# core 2 duo conroe E6600

## slackeast

I'm currently building a new pc that will use the new intel core 2 duo processor.

is it reasonable to expect to get gentoo working on the machine once I get the computer up?   I was thinking there might be issues because its a new processor.   I also noticed that there is separate downloads for amd64 architecture, does gentoo expect to do the same for intel 64 bit?  

thanks.

----------

## ercxy

 *slackeast wrote:*   

> I'm currently building a new pc that will use the new intel core 2 duo processor.
> 
> is it reasonable to expect to get gentoo working on the machine once I get the computer up?   I was thinking there might be issues because its a new processor.   I also noticed that there is separate downloads for amd64 architecture, does gentoo expect to do the same for intel 64 bit?  
> 
> thanks.

 

I don't think the new cpu will be a problem. You may not get specific optimizations right away but i686 should work. However the new cpu will come with new chipset, so you might have problems with your motherboard.

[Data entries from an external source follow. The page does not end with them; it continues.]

PR #903, opened 2022-04-20
Allow single node route on dex-router.

vivekvpandya:
## Checklist

### DIFF
--- a/frame/dex-router/src/lib.rs
+++ b/frame/dex-router/src/lib.rs
@@ -94,8 +94,6 @@ pub mod pallet {
 		NoRouteFound,
 		/// Unexpected node found.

core2 duo will have EMT64 instructions so amd64/emt64 are AFAIK same thing, different names due to different brands.

----------

## ercxy

http://www.phoronix.com/scan.php?page=article&item=512&num=1

 *Quote:*   

> 
> 
> Unfortunately, we do not have our Intel Core 2 Duo Conroe Linux numbers to share for this midnight primer, but we intend to have up some performance numbers in the very near future. When it comes to the GNU/Linux compatibility with these new Core 2 Duo components, there really should not be anything out of the ordinary. The NVIDIA nForce 500 AMD series run fine with the needed open-source modules under Linux on recent kernels, and the NVIDIA nForce 500 Intel Chipsets should offer the same compatibility. More on the compatibility information will come once we have completed all of our testing.
> 
> 

 

So there should be no problem.

----------

## slackeast

so when downloading an architechure tar.gz file, i should grab the amd64 not the x86?  the amd64 should work for EM64T.

thanks.

----------

## kernelOfTruth

Hi there,

in about one week I'll get my new Conroe-based system. I've some questions concerning kernel + gcc-optimizations:

CFLAGS: 

is -march=nocona OK when running gentoo in 32bit-version?

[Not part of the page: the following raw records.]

PR #906, opened 2022-04-21
DexRouter Improvements:

vivekvpandya:
- Allow single pool route.
- Allow add/remove_liquidity to single pool route.
- Fix update_route/delete_route code to only have single route for (A,B) and (B,A) pair.
- Allow swap in both directions.
- Added dummy weights.
- Updated tests accordingly.
- Adde dex-router pallet to dali runtime.

## Description
This helps frontend engineers to make progress on integration.

## Checklist


frame/dex-router/src/lib.rs
```diff
@@ -121,10 +138,124 @@ pub mod pallet {
...
+				T::AccountId,
+				T::AssetId,
+				T::PoolId,
+				T::Balance,
+				T::MaxHopsInRoute,
+			>>::update_route(&who, asset_pair, route)?;
+			Ok(())
+		}
+
+		#[pallet::weight(T::WeightInfo::exchange())]
```
dzmitry-lahoda, line 159: pallet call docs used to generate scale API and visible in polkadot js. may be add docs in next pr to help qa/integrators

frame/dex-router/src/lib.rs
```diff
@@ -242,43 +402,117 @@ pub mod pallet {
...
 		) -> Result<T::Balance, DispatchError> {
-			let route = Self::get_route(asset_pair).ok_or(Error::<T>::NoRouteFound)?;
+			let (route, reverse) = Self::get_route(asset_pair).ok_or(Error::<T>::NoRouteFound)?;
 			let mut dy_t = amount;
 			let mut dx_t = T::Balance::zero();
-			for pool_id in route.iter().rev() {
-				let currency_pair = T::Pablo::currency_pair(*pool_id)?;
+			let mut forward_iter;
+			let mut backward_iter;
+			let route_iter: &mut dyn Iterator<Item = &T::PoolId> = if !reverse {
```
dzmitry-lahoda, line 437: i believe you may do it withoyt dyn

frame/dex-router/src/lib.rs
```diff
@@ -242,43 +402,117 @@ pub mod pallet {
...
+		fn add_liquidity(
+			who: &T::AccountId,
+			asset_pair: CurrencyPair<T::AssetId>,
+			base_amount: T::Balance,
+			quote_amount: T::Balance,
+			min_mint_amount: T::Balance,
+			keep_alive: bool,
+		) -> Result<(), DispatchError> {
+			let (route, _reverse) = Self::get_route(asset_pair).ok_or(Error::<T>::NoRouteFound)?;
+			if route.len() != 1 {
```
dzmitry-lahoda, line 488: why not get pair directly here?

frame/dex-router/src/lib.rs
```diff
@@ -88,12 +101,16 @@ pub mod pallet {
 
 	#[pallet::error]
 	pub enum Error<T> {
-		/// Number of hops in route exceeded maximum limit.
+		// /// Number of hops in route exceeded maximum limit.
```
dzmitry-lahoda, line 104: comment

runtime/dali/src/lib.rs
```diff
@@ -1051,6 +1051,23 @@ impl pablo::Config for Runtime {
 	type WeightInfo = weights::pablo::WeightInfo<Runtime>;
 }
 
+parameter_types! {
+  #[derive(codec::Encode, codec::Decode, codec::MaxEncodedLen, TypeInfo)]
```
vimukthi-git, line 1055: Why is this needed?

frame/liquidity-bootstrapping/src/lib.rs
```diff
@@ -262,6 +262,7 @@ pub mod pallet {
 		InvalidSaleState,
 		InvalidAmount,
 		CannotRespectMinimumRequested,
+		LpTokenNotRequiedForLbp,
```
vimukthi-git, line 265:
```suggestion
		LpTokenNotRequiredForLbp,
```

frame/dex-router/src/lib.rs
```diff
@@ -216,22 +355,43 @@ pub mod pallet {
 			Ok(())
 		}
 
-		fn get_route(asset_pair: CurrencyPair<T::AssetId>) -> Option<Vec<T::PoolId>> {
-			DexRoutes::<T>::get(asset_pair.base, asset_pair.quote)
-				.map(|DexRoute::Direct(route)| route.into_inner())
+		/// Returns pair of route and bool to indicate if route should be used in reverse direction
```
vimukthi-git, line 358: Consider defining an enum for `Direction` and returning `Direction.Reverse` for reverse routes.

frame/dex-router/src/lib.rs
vivekvpandya: I tried but it does not work. Is it prohibited to use `dyn` in our codebase? if yes could you please explain the details.

frame/dex-router/src/lib.rs
```diff
@@ -242,43 +402,117 @@ pub mod pallet {
...
+		#[transactional]
+		fn add_liquidity(
+			who: &T::AccountId,
+			asset_pair: CurrencyPair<T::AssetId>,
+			base_amount: T::Balance,
+			quote_amount: T::Balance,
+			min_mint_amount: T::Balance,
+			keep_alive: bool,
+		) -> Result<(), DispatchError> {
+			let (route, _reverse) = Self::get_route(asset_pair).ok_or(Error::<T>::NoRouteFound)?;
```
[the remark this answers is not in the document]
vivekvpandya: I don't see any benefit.

frame/dex-router/src/lib.rs
vivekvpandya: not helpful, in current code I can check boolean in if directly which is much simpler compare to enum.

frame/dex-router/src/lib.rs
vivekvpandya: if route gets updated and still remains signle node route it will work fine, otherwise it will be an UnsupportedOperation error.

frame/composable-traits/src/dex.rs
```diff
@@ -258,26 +260,47 @@ pub trait DexRouter<AccountId, AssetId, PoolId, Balance, MaxHops> {
...
+		keep_alive: bool,
+	) -> Result<(), DispatchError>;
+	/// Remove liquidity from underlying dex pool. Works only for route with single pool.
+	fn remove_liquidity(
+		who: &AccountId,
+		asset_pair: CurrencyPair<AssetId>,
+		lp_amount: Balance,
+		min_base_amount: Balance,
+		min_quote_amount: Balance,
+	) -> Result<(), DispatchError>;
```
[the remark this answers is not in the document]
hussein-aitlahcen: Does not serve any purpose? What if another prtocol has a dependency to Amm and I want to use either Pablo or Dex router? Isn't that a purpose? This duplicated code make it way more complicated to maintain than having the same interface implemented by multiple pallet :). Could we try? For the update_route it's out of Amm scope so it's fine to have a Router interface as currently defined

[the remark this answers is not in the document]
vivekvpandya: Okay, so I tried changing it but it requires some more modification like in Amm we don't have min_receive like parameters on buy/sell but in current implementation of DexRouter I have added it. So I think first lets complete this PR and then delete dex pallets except pablo(I think we can delete them now) and refactor DexRouter to have Amm trait and it will also require some small modification to Pablo's AMM .
@hussein-aitlahcen agree?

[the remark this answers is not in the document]
hussein-aitlahcen: It's actually straight forward, the pallet must implements min_receive anyway for user to specify slippage. We currently default to 0 i believe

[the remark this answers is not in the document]
vivekvpandya: Yes but better to remove other dex first so that I don't have to update their code base, and thus keep PR size in limit so reviews are faster and less error prone.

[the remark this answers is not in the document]
hussein-aitlahcen: Ok

hussein-aitlahcen (dismissed):

frame/dex-router/src/lib.rs
```diff
@@ -159,23 +305,26 @@ pub mod pallet {
...
-			let existing_route = DexRoutes::<T>::get(k1, k2);
-			DexRoutes::<T>::insert(k1, k2, DexRoute::Direct(route.clone()));
+			Self::validate_route(asset_pair, &route)?;
+			let base_asset = asset_pair.base;
+			let quote_asset = asset_pair.quote;
+			let existing_route = Self::get_route(asset_pair);
+			// remove any route for base_asset/quote_asset or symmetric quote_asset/base_asset pair.
+			DexRoutes::<T>::remove(base_asset, quote_asset);
+			DexRoutes::<T>::remove(quote_asset, base_asset);
+			DexRoutes::<T>::insert(base_asset, quote_asset, DexRoute::Direct(route.clone()));
```
hussein-aitlahcen, line 315: I don't really understand why we try both way, can't we index by the currency pair and sort it before inserting/removing/indexing on DexRoutes? Also, unless I am missing something, you are not inserting the inverse pair here so in the end it won't work if the user is querying the swapped pair?

frame/dex-router/src/lib.rs
```diff
@@ -217,69 +371,207 @@ pub mod pallet {
...
+				Err(Error::<T>::NoRouteFound.into())
+			}
+		}
+
+		fn lp_token(pool_id: Self::PoolId) -> Result<Self::AssetId, DispatchError> {
+			let (route, _reverse) = Self::get_route(pool_id).ok_or(Error::<T>::NoRouteFound)?;
+			if route.len() != 1 {
+				return Err(Error::<T>::UnsupportedOperation.into())
+			}
+			let pablo_pool_id = route.get(0).ok_or(Error::<T>::UnsupportedOperation)?;
```
hussein-aitlahcen, line 413: I think you can simplify with slice matching
```rust
match routes[..] {
   [route] => T::Pablo:: ...,
   _ => Err(UnsuportedOperation)
}
```

hussein-aitlahcen (changes requested):

frame/dex-router/src/lib.rs
vivekvpandya: if we store sorted pair then to make any operation on pool of route, we have to compare if pool's pair and operation's pair are same or pair needed to be swapped() to make correct operation. 
Instead of above I use same pair as of pool as key in storage and in get_route() method check if request pair is same or reversed and based on this while executing operation on pool use appropriate pair. 
Please check 
```
  2         /// Returns pair of route and bool to indicate if route should be used in reverse direction                                                                                                                                      
  1         /// with assets swapped.                                                                                                                                                                                                         
378         fn get_route(asset_pair: CurrencyPair<T::AssetId>) -> Option<(Vec<T::PoolId>, bool)> {  
```
And also check tests works for both way operations. 
I have also simplified confusing code (on which you have requested changes).

frame/dex-router/src/lib.rs
```diff
@@ -544,18 +553,21 @@ pub mod pallet {
 			keep_alive: bool,
 		) -> Result<(), DispatchError> {
 			let (route, _reverse) = Self::get_route(pool_id).ok_or(Error::<T>::NoRouteFound)?;
-			if route.len() != 1 {
-				return Err(Error::<T>::UnsupportedOperation.into())
+			// if route.len() != 1 {
+			// 	return Err(Error::<T>::UnsupportedOperation.into())
+			// }
+			// let pool_id = route.get(0).ok_or(Error::<T>::UnsupportedOperation)?;
```
hussein-aitlahcen, line 559: No longer required

frame/dex-router/src/lib.rs
```diff
@@ -420,11 +425,15 @@ pub mod pallet {
 			amount: Self::Balance,
 		) -> Result<Self::Balance, DispatchError> {
 			let (route, _reverse) = Self::get_route(pool_id).ok_or(Error::<T>::NoRouteFound)?;
-			if route.len() != 1 {
-				return Err(Error::<T>::UnsupportedOperation.into())
+			// if route.len() != 1 {
+			// 	return Err(Error::<T>::UnsupportedOperation.into())
+			// }
+			// let pablo_pool_id = route.get(0).ok_or(Error::<T>::UnsupportedOperation)?;
+			// T::Pablo::get_exchange_value(*pablo_pool_id, asset_id, amount)
```
hussein-aitlahcen, line 432: Same

frame/dex-router/src/lib.rs
```diff
@@ -407,11 +409,14 @@ pub mod pallet {
 
 		fn lp_token(pool_id: Self::PoolId) -> Result<Self::AssetId, DispatchError> {
 			let (route, _reverse) = Self::get_route(pool_id).ok_or(Error::<T>::NoRouteFound)?;
-			if route.len() != 1 {
-				return Err(Error::<T>::UnsupportedOperation.into())
+			// if route.len() != 1 {
+			// 	return Err(Error::<T>::UnsupportedOperation.into())
+			// }
+			// let pablo_pool_id = route.get(0).ok_or(Error::<T>::UnsupportedOperation)?;
```
hussein-aitlahcen, line 415: Same

frame/dex-router/src/lib.rs
hussein-aitlahcen: Alright :+1:

hussein-aitlahcen (approved):

KaiserKarel (approved):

which setting should I choose when installing a 64bit-gentoo?

also -march=nocona ?!

KERNEL:

will the ENHANCED SPEEDSTEP functionality be supported just by running >=2.6.18 and enabling 

[*]Enhanced Speedstep and  

[*]Use ACPI tables to decode valid frequency/voltage pairs   ? 

or will I have to wait until some patches appear on the horizon?

=> is there a chance that the CPU will be damaged when running it on a kernel without specific patches for it ? (<== this question is very important to me since I haven't got that much money and can't afford to buy another if the cpu is fried ...)

Thanks in Advance   :Very Happy: 

----------

## brot

Some people at the Xtremesystems Forums are runing these under debian/knoppix already and they say that the core duo 2 is really a beast  :Wink: 

----------

## Pogue Mahone

Hello all

I just got my new system today. Core 2 duo E6600 and an Asus P5B motherboard.

I am still struggling to find out:

- what safe flags to use

- which processer architecture to download install files for (x86 or AMD64)

- which stage tarballs would be the best in my situation

- any other applicable info (like if there are features in certain kernels that supports conroe better etc.)

Thx in advance. I'll post my finding once I get it up and running. Don't expect too much tho - I'm no expert  :Smile: .

----------

## brot

As the core duo2 supports 64bit you have to use amd64 stages. I would use stage 3 as the other stages are unsupported since 2005.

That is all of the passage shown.